-- Work item --
Repeat each record below exactly as it is written.

[Opening Data shown section]

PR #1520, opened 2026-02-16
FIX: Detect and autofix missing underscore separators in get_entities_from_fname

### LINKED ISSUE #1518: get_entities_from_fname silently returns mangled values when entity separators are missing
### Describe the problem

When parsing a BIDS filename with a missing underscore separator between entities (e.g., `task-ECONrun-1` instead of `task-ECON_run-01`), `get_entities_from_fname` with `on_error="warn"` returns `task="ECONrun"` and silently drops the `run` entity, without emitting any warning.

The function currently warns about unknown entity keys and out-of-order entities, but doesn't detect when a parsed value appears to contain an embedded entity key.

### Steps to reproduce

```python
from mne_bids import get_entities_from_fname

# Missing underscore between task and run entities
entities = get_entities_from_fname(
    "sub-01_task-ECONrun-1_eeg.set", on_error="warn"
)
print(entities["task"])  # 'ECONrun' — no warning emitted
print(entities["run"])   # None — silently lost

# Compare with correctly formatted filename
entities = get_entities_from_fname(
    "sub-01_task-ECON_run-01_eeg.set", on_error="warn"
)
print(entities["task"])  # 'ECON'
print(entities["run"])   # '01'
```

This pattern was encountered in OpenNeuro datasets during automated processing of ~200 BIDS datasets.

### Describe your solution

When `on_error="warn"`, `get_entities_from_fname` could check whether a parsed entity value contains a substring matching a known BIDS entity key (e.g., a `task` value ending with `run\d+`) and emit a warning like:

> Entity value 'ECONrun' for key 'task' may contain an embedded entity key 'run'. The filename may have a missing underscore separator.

[Closing Data shown section]

-- Task output --
PR #1520, opened 2026-02-16
FIX: Detect and autofix missing underscore separators in get_entities_from_fname

### LINKED ISSUE #1518: get_entities_from_fname silently returns mangled values when entity separators are missing
### Describe the problem

When parsing a BIDS filename with a missing underscore separator between entities (e.g., `task-ECONrun-1` instead of `task-ECON_run-01`), `get_entities_from_fname` with `on_error="warn"` returns `task="ECONrun"` and silently drops the `run` entity, without emitting any warning.

The function currently warns about unknown entity keys and out-of-order entities, but doesn't detect when a parsed value appears to contain an embedded entity key.

### Steps to reproduce

```python
from mne_bids import get_entities_from_fname

# Missing underscore between task and run entities
entities = get_entities_from_fname(
    "sub-01_task-ECONrun-1_eeg.set", on_error="warn"
)
print(entities["task"])  # 'ECONrun' — no warning emitted
print(entities["run"])   # None — silently lost

# Compare with correctly formatted filename
entities = get_entities_from_fname(
    "sub-01_task-ECON_run-01_eeg.set", on_error="warn"
)
print(entities["task"])  # 'ECON'
print(entities["run"])   # '01'
```

This pattern was encountered in OpenNeuro datasets during automated processing of ~200 BIDS datasets.

### Describe your solution

When `on_error="warn"`, `get_entities_from_fname` could check whether a parsed entity value contains a substring matching a known BIDS entity key (e.g., a `task` value ending with `run\d+`) and emit a warning like:

> Entity value 'ECONrun' for key 'task' may contain an embedded entity key 'run'. The filename may have a missing underscore separator.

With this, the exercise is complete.